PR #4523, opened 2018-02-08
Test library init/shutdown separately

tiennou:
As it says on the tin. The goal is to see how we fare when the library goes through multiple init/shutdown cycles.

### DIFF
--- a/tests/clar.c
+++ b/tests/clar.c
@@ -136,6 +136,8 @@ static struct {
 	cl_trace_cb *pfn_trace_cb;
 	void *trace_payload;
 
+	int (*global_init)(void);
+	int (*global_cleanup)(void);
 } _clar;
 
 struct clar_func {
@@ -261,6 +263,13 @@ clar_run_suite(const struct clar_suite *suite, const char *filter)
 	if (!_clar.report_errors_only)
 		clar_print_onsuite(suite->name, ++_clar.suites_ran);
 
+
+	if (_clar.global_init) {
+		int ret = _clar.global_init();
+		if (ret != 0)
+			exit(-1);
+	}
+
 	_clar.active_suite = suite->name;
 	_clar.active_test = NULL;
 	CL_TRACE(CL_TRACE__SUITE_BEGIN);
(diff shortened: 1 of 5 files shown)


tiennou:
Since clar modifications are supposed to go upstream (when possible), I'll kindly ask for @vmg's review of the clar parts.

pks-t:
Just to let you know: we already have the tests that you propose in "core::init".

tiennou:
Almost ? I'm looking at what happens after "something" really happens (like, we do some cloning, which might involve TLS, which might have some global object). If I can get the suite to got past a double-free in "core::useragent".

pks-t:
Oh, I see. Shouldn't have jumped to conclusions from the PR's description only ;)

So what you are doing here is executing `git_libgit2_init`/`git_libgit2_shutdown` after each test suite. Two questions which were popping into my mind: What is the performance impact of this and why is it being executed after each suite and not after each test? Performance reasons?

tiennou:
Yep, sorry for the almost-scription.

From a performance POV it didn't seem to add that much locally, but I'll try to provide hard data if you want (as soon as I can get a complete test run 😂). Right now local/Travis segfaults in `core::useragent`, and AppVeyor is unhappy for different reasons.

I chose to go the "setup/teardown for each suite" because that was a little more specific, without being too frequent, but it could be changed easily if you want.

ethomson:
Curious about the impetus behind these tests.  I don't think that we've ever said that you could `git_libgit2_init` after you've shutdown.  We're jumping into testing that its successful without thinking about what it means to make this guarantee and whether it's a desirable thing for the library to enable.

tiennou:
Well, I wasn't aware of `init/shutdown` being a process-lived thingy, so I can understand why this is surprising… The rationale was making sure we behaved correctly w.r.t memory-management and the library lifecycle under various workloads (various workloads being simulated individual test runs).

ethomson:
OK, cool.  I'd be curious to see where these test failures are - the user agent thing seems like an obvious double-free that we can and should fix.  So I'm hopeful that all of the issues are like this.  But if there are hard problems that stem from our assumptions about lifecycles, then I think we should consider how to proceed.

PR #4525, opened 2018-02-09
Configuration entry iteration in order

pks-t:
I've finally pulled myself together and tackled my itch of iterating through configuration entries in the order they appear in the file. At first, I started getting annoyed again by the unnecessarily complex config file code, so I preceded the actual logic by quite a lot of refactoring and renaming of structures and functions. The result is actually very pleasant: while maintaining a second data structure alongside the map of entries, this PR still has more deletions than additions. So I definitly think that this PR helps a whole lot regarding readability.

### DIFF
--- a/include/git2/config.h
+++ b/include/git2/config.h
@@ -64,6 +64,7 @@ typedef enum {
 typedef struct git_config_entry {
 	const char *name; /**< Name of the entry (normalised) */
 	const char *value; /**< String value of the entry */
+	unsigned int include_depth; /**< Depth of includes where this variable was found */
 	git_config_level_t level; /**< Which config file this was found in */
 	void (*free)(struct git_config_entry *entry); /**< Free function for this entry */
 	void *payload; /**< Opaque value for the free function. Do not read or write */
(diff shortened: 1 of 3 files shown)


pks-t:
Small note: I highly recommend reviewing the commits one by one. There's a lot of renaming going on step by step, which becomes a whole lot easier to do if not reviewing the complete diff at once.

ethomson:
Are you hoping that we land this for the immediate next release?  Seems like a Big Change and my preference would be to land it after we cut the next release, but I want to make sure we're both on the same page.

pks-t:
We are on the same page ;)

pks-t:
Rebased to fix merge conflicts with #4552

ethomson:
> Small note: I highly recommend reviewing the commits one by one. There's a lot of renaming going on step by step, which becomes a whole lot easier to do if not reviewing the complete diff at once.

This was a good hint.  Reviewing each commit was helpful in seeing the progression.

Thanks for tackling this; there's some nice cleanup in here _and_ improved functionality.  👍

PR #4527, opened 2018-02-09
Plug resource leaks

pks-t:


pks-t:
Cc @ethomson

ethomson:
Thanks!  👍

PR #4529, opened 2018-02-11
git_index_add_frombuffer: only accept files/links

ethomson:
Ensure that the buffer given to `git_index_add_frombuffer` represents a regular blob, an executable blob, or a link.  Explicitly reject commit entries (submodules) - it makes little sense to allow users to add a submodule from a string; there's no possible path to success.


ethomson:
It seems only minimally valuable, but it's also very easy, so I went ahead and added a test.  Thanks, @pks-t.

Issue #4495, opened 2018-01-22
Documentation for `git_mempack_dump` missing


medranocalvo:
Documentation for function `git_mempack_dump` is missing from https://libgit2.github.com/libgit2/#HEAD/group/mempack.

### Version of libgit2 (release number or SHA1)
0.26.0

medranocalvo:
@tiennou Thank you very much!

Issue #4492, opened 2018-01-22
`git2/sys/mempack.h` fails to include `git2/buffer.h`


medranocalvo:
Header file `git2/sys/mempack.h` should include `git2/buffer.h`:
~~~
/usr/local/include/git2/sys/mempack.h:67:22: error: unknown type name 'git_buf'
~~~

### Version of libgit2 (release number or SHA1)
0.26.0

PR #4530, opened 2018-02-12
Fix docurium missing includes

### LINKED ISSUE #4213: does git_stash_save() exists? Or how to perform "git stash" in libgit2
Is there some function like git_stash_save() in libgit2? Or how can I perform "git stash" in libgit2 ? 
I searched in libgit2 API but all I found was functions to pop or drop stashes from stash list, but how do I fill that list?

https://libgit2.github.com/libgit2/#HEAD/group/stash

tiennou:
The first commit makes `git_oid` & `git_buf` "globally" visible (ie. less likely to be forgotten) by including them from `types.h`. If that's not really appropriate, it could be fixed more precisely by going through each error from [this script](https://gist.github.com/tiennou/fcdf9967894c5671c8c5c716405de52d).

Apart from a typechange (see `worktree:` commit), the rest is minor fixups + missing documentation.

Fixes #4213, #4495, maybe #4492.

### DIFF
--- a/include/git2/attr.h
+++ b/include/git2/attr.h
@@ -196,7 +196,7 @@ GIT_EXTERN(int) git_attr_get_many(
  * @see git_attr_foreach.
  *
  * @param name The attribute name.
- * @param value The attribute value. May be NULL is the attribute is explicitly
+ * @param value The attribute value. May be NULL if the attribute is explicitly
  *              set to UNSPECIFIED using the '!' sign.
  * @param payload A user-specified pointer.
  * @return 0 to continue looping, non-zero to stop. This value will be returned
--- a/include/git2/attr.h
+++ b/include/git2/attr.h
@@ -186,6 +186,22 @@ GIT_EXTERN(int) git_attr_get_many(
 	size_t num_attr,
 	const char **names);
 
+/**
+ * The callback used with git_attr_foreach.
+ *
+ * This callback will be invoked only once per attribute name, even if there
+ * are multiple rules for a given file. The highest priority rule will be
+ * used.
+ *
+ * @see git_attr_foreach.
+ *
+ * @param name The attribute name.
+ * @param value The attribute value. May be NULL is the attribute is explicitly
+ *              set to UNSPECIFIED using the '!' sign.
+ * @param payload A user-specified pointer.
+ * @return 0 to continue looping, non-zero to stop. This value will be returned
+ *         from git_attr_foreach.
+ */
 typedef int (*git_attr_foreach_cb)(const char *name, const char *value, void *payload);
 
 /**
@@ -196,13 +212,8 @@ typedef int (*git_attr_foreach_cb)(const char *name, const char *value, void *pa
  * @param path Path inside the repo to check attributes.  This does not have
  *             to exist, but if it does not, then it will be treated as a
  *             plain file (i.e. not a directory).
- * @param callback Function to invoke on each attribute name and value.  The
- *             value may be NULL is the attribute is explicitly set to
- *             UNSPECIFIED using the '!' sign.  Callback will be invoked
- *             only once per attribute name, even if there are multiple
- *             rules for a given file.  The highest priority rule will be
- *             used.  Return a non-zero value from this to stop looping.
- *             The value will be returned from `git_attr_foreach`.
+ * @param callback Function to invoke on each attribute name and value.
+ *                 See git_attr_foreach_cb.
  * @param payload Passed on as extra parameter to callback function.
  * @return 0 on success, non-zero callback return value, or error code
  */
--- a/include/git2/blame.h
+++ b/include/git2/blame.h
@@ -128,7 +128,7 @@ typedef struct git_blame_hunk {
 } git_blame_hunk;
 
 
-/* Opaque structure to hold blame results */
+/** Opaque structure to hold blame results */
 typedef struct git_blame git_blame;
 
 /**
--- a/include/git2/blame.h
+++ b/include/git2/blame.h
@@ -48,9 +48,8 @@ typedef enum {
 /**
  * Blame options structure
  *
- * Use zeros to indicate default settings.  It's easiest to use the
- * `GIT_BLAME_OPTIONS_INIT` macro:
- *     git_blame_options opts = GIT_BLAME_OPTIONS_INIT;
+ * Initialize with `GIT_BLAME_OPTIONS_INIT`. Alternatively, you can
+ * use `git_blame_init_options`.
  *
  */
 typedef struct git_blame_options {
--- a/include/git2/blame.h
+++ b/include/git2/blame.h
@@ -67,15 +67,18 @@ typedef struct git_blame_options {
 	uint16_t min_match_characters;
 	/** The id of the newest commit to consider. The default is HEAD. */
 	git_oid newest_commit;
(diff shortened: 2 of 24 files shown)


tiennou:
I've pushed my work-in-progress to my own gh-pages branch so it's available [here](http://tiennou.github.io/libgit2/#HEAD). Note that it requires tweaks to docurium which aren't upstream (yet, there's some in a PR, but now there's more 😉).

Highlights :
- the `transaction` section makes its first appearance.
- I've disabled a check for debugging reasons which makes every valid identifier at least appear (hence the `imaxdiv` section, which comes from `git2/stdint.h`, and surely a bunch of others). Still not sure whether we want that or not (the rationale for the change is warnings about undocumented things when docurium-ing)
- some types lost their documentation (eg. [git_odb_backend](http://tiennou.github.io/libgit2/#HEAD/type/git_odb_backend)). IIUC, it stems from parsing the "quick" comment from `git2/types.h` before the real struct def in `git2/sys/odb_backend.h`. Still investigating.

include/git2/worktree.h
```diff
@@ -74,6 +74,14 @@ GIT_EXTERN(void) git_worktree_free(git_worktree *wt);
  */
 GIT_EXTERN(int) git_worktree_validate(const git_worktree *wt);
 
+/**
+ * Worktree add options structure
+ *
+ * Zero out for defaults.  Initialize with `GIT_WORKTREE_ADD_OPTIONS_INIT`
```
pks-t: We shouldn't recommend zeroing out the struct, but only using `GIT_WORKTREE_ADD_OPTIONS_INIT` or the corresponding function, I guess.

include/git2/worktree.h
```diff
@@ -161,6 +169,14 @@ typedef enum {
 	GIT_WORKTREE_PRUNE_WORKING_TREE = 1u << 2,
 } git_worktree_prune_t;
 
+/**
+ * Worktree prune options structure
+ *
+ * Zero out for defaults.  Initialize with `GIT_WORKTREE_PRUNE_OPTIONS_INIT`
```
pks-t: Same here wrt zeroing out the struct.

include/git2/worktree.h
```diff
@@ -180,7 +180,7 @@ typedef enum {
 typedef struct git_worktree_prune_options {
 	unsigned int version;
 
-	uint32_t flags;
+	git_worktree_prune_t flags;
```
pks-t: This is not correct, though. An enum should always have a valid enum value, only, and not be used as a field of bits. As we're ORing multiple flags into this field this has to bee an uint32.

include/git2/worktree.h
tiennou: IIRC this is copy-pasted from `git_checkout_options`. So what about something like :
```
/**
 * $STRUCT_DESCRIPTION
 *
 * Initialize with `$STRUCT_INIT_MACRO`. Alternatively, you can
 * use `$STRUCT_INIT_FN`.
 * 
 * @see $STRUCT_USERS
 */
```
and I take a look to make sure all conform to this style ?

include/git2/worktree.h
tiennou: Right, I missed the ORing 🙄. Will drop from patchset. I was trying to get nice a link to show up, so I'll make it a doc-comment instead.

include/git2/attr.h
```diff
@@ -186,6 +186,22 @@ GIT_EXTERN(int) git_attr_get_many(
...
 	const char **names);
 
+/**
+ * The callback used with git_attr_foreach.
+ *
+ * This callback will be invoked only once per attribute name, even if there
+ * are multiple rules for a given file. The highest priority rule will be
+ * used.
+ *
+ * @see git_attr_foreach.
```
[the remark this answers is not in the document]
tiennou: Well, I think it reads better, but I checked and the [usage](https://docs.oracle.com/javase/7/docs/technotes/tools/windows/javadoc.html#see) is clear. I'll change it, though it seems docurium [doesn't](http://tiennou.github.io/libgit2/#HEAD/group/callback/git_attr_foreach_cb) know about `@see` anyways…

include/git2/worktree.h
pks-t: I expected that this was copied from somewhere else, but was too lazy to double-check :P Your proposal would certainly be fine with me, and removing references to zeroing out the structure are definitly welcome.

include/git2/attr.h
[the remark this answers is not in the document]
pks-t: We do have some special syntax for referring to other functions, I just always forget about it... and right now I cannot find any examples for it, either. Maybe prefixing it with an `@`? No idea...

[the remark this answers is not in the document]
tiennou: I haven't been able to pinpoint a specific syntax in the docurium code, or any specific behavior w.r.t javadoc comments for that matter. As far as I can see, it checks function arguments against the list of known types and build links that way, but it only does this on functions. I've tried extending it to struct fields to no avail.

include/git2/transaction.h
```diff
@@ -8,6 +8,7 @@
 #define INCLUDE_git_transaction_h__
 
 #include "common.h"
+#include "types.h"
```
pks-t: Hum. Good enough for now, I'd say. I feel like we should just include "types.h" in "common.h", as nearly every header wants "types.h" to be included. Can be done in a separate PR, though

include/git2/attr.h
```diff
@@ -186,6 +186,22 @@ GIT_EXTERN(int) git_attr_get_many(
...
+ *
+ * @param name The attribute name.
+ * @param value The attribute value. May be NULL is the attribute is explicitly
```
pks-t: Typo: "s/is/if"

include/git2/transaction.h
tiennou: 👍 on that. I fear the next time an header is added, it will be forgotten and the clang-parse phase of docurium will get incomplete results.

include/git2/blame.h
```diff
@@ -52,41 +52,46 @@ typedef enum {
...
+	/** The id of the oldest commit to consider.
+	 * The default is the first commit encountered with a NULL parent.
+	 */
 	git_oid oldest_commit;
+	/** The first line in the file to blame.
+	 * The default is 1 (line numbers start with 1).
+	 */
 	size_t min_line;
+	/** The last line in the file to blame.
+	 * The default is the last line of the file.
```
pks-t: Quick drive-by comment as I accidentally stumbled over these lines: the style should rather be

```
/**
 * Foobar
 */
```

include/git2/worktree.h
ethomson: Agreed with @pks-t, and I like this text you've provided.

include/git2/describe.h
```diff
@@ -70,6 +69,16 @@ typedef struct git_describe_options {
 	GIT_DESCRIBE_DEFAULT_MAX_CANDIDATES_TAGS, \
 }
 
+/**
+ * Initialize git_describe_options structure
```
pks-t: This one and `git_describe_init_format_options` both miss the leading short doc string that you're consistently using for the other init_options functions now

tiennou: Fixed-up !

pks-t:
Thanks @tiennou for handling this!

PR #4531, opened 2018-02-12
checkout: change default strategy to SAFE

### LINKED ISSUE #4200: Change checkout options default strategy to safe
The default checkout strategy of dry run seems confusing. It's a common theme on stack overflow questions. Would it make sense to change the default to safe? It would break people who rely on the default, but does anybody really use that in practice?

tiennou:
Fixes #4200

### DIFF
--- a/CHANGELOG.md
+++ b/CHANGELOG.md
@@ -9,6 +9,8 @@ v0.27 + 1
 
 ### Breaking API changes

=======

- Problem statement
Which lines of the listing include the string "highly"? Pull them out.

- Answer
Small note: I highly recommend reviewing the commits one by one. There's a lot of renaming going on step by step, which becomes a whole lot easier to do if not reviewing the complete diff at once.
> Small note: I highly recommend reviewing the commits one by one. There's a lot of renaming going on step by step, which becomes a whole lot easier to do if not reviewing the complete diff at once.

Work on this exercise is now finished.